Data to examine below:

PR #1459, opened 2026-07-23
fix(import): use chat-completions-capable Copilot worker model (gpt-5-mini)

BYK:
## Problem (#1398 follow-up)

After #1457 made `lore import` authenticate off the GitHub Copilot on-disk token, @Kjaer's import got past auth but still failed on every chunk:

```
400 Bad Request — url=https://api.githubcopilot.com model=github-copilot/gpt-5.4-mini cred=bearer worker=lore-import
{"error":{"message":"model \"gpt-5.4-mini\" is not accessible via the /chat/completions endpoint","code":"unsupported_api_for_model"}}
```

## Root cause

The Copilot worker default is `gpt-5.4-mini`, which Copilot serves **only** on `/responses` (+ ws), per the live models list (`supported_endpoints: ["/responses", "ws:/responses"]`). Background workers always use the Chat Completions path (`buildOpenAIChatCompletionsUrl`), so that model is unreachable → 400.

Live-verified against a real Copilot account:
| model | `/chat/completions` |
|---|---|
| `gpt-5.4-mini` | **400** (responses-only) |
| `gpt-5-mini` | **200** |
| `claude-sonnet-4.6` | **200** |

## Fix

Switch the non-claude Copilot worker default (`WORKER_DEFAULTS["github-copilot"]`, `_GENERAL_FALLBACK_WORKER`, and `resolveGitHubCopilotWorker`'s non-claude branch) from `gpt-5.4-mini` → `gpt-5-mini` — a cheap Copilot model served on `/chat/completions`. The claude branch (`claude-sonnet-4.6`) already routes correctly. `gpt-5-mini` still matches `alreadyCheap` (contains "mini"), so cost logic is unchanged. This also fixes the same latent 400 on the **live** worker path for Copilot sessions, not just import.

## Tests

`getWorkerModel` for an expensive non-claude / claude Copilot session, and `defaultModelForProvider("github-copilot")`. Mutation-verified: reverting to `gpt-5.4-mini` turns both red.

### DIFF
--- a/packages/gateway/src/worker-model.ts
+++ b/packages/gateway/src/worker-model.ts
@@ -1047,7 +1047,10 @@ const WORKER_DEFAULTS: Record<
   // "claude-sonnet-4.6"), so this entry serves only as a last-resort fallback.
   "github-copilot": {
     providerID: "github-copilot",
-    modelID: "gpt-5.4-mini", // default; overridden by resolveGitHubCopilotWorker
+    // gpt-5-mini (NOT gpt-5.4-mini): only /chat/completions-served Copilot
+    // models work for background workers. gpt-5.4-mini is /responses-only on
+    // Copilot and 400s on the worker's Chat Completions path (live-verified).
+    modelID: "gpt-5-mini", // default; overridden by resolveGitHubCopilotWorker
     alreadyCheap: (id) =>
       id.includes("mini") ||
       id.includes("nano") ||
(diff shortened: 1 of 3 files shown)


BYK:
Adversarial review: **MERGE** (was MERGE-WITH-FIXES; the one SHOULD-FIX is now addressed in this PR).

Review confirmed the headline import fix is correct and mutation-verified (revert to `gpt-5.4-mini` → both default tests RED). It also caught a latent gap on the **live** worker path: a *cheap* Copilot session whose own model is `/responses`-only (e.g. `gpt-5.4-mini` at $0.75, or `gpt-5.5`/`gpt-5.6-*`) skipped the expensive-branch remap and echoed the session model verbatim → same 400 on `/chat/completions`.

Fixed here: the Copilot worker remap now fires **regardless of session-model cost** — for Copilot the pick is about routability (chat-completions vs responses), not price (all Copilot models cost the same to the user). Added a regression test for the cheap-responses-only case; mutation-verified (re-gating the remap on cost turns it RED).

Verified: `gpt-5-mini` + `claude-sonnet-4.6` both live-200 on `/chat/completions`. Full gate green (typecheck, lint, format, worker-model/default-model/import-command-local/worker-cross-provider suites).

PR #1460, opened 2026-07-23
feat(binpatch): chain discovery behind a pluggable SourceStrategy

BYK:
PR2 of the [binpatch extraction plan](../blob/main/.opencode/plans/binpatch-reusable-delta-update.md). Lifts delta-upgrade **chain discovery + apply orchestration** out of the gateway into the `binpatch` library, behind a pluggable `SourceStrategy`, so the engine has zero product coupling and can resolve chains from any layout. Behavior-preserving for Lore.

Follows PR1 (#1458, apply-core extraction).

## New in `packages/binpatch/`

| File | Role |
|---|---|
| `discover.ts` | `SourceStrategy` interface + `resolveAndApply()` — cache-first resolution, apply, SHA-256 verify, progress events. All product concerns injected. |
| `sources/oci.ts` | Generalized OCI anonymous-pull `OciClient` (registry/repo/user-agent injected), incl. the GHCR 307→blob-storage redirect dance. |
| `sources/ghcr.ts` | `ghcrSource()` — nightly chain resolution over `patch-<version>` manifest tags; version→target-tag scheme + semver comparator injected. |
| `sources/github-release.ts` | `githubReleaseSource()` — stable chain over Release assets; releasesUrl/binaryName/userAgent/fetch injected. |
| `contract.ts` | Wire-contract constants + shared types (`PatchChain`, `PatchLink`, `ChainStep`, `DeltaResult`). |
| `errors.ts` | Product-neutral `BinpatchError` (generalized from `UpgradeError`). |
| `events.ts` | `ProgressEvent`/`ProgressHandler` + `safeProgress`. The library **never renders** — it emits phase/bytes/done events; a throwing handler can never abort the operation. |

## Gateway becomes thin glue

`delta-upgrade.ts` now injects Lore's GHCR/Release coordinates, binary name, user-agent, `getPatchCache()`, `compareVersions`, and the Sentry `spanDeltaUpgrade` telemetry, picks the channel, and calls `resolveAndApply`. `canAttemptDelta`, channel selection, and the prefetch wrappers stay in the gateway. `ghcr.ts` keeps serving the **full-download** path (`upgrade.ts`); it only gains an exported `GHCR_REGISTRY`.

Progress migrates to the decided **pure event-hook** API (plan Open Q1): the library emits `{ type: "phase" | "bytes" | "done"; ... }`; Lore's bar and sentry-cli's spinner become thin consumers. Telemetry stays in the gateway, injected as an optional hook (plan Open Q3).

## Tests (new coverage — discovery had none before)

- `test/sources.test.ts` (16) — pure logic: `extractStableChain`, `extractSha256`, `filterAndSortChainTags`, `validateChainStep`, annotation helpers.
- `test/discover.test.ts` (8) — `resolveAndApply` orchestration with **real TRDIFF10 patches** + fake source/cache: cache-first hit, network+save, offline miss, no-chain, SHA-mismatch throw, ordered progress events, throwing-handler resilience.

**Mutation-verified:** break SHA verify → mismatch test RED; break offline gate → offline test RED; flip `filterAndSortChainTags` bound → 2 tests RED; all restored GREEN.

## Verification

- typecheck (6 packages), lint (exit 0, only pre-existing `unbound-method` warnings), format:check — all clean.
- Full suite: **343 files, 6563 tests, 0 failed** (+24 new binpatch tests).
- Real gateway `bundle` inlines binpatch's discovery with **zero** leftover `binpatch` external.

## Not in scope (later PRs)

PR3 the reusable generation composite Action; PR4 graduate to a standalone public repo + `sentry-cli` adoption.

### DIFF
--- a/packages/binpatch/README.md
+++ b/packages/binpatch/README.md
@@ -23,10 +23,11 @@ The system splits into two halves joined by a single **wire contract**:
 2. **Generation + publishing** — CI-side patch creation and upload to
    GHCR / GitHub Releases. A reusable GitHub Action (separate, later).
 
-This package currently covers the **apply core** (PR1): patch parsing, chain
-application, an offline cache, and byte-progress reporting. Chain **discovery**
-(a pluggable `SourceStrategy` over GHCR tags and GitHub Release assets) lands in
-a follow-up.
+This package covers the **apply core** (patch parsing, chain application, an
+offline cache, byte-progress reporting) and **chain discovery** — a pluggable
+`SourceStrategy` over OCI/GHCR patch-manifest tags and GitHub Release assets,
+plus a cache-first `resolveAndApply` orchestrator. The CI-side patch
+*generation* half ships separately as a composite GitHub Action (later).
 
 ## API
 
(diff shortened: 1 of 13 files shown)


BYK:
Fixed in `44954b13`. `ghcrSource.resolveChain` now wraps its whole body in a try/catch that swallows `BinpatchError` (network) → returns `null`, so a transient outage during blob download (or token/manifest/tag fetch) is reported as `unavailable` and falls back to a full download, matching the manifest-fetch behavior and the documented `SourceStrategy` contract. A programming bug still propagates. Added a regression test (stub global fetch to fail → `resolveChain` resolves to `null`), mutation-verified RED without the swallow. Note: this asymmetry pre-dated the extraction; the library boundary is the right place to fix it now that the contract documents `null` = no usable chain.

BYK:
Fixed in `c650bc8c`. Added a `reported` flag so the offline-miss path reports exactly once: `onOfflineMiss` emits `{source:'offline_miss', result:'unavailable'}`, and the `if (result === null)` branch now skips its redundant source-less report when offline-miss already fired. Note this was pre-existing behavior preserved verbatim by the extraction, and has no observable Sentry change (the span already retained `delta.source` via the `if (t.source)` guard, and distribution metrics only fire on `result === 'ok'`) — the fix just keeps the captured telemetry outcome unambiguous.

BYK:
Fixed in `0f53d6ad`. `OciClient.downloadBlob` now wraps the redirect (307 → blob storage) follow-up fetch's signal with `buildSignal(BLOB_TIMEOUT, signal)`, matching the initial request — so a stalled redirected download can never hang forever, even when the caller passes no signal (e.g. `prefetchNightlyPatches`). This was pre-existing behavior preserved verbatim by the extraction; fixed at the library boundary. Added a regression test (stub fetch → 307 → capture the redirect call's signal → assert it's a live `AbortSignal` with no caller signal), mutation-verified RED without the fix.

End of Data to examine.

- Work required: The records above should be printed exactly, please, from the first line through the line containing "## Root cause", with both ends kept and nothing past it.

- Exercise result:
PR #1459, opened 2026-07-23
fix(import): use chat-completions-capable Copilot worker model (gpt-5-mini)

BYK:
## Problem (#1398 follow-up)

After #1457 made `lore import` authenticate off the GitHub Copilot on-disk token, @Kjaer's import got past auth but still failed on every chunk:

```
400 Bad Request — url=https://api.githubcopilot.com model=github-copilot/gpt-5.4-mini cred=bearer worker=lore-import
{"error":{"message":"model \"gpt-5.4-mini\" is not accessible via the /chat/completions endpoint","code":"unsupported_api_for_model"}}
```

## Root cause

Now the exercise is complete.